Traditionally whole bowel irrigation (WBI) has been advocated for ingestions involving substances not bound with activated charcoal as well as extended release and enteric coated medications. Other than isolated case reports, little exists in the literature regarding the use of WBI in poisoned pediatric patients. The purpose of this study is to better understand the use of WBI in pediatric patients.

METHOD:

A retrospective chart review of California Poison Control System electronic database for human poisoning cases between the years 2000 and 2010 was performed.

RESULTS:

A total of 176 cases were identified. The most common age of poisoned patients that received WBI was 2 years. There were more pediatric patients who received WBI between 2000 and 2005 then between 2006 and 2010. The top three substances in which WBI was used were calcium channel blockers, iron, and antidepressants. There were 72 cases involving sustained release and delayed release substances. The top five sustained release/delayed release substances were nifedipine, bupropion, verapamil, diltiazem, and felodipine. Adverse drug reactions were noted in 17 patients, vomiting in 16 patients and abdominal pain in one patient. In 36 cases, abdominal radiographs were performed. Sixteen were positive, and in four cases, repeat abdominal radiographs demonstrated a decrease in opacities.
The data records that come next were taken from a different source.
PR #13, opened 2018-10-29
RIA-473 Add serenity

Rob-Doherty:
### WHAT?

This change adds Serenity reporting to the existing RestAssured tests.

### WHY?

Serenity creates a really clear test report as it's output, which should help pin-point failures (and hopefully their reasons).

### HOW?

Serenity was included as dependency for the project and incorporated in the functionalTest. The Jenkinsfiles were updated to publish the reports as part of the builds.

Twelve patients had documented pills in their effluent.

CONCLUSION:

Transient adverse drug reactions, vomiting and abdominal pain, were associated with WBI. Polyethylene glycol plus electrolyte lavage solution (PEG-ELS) was more frequently administered through the nasogastric tube. Patients who underwent WBI through nasogastric tube received higher doses of PEG-ELS.

PMID:
22578074
[PubMed - indexed for MEDLINE]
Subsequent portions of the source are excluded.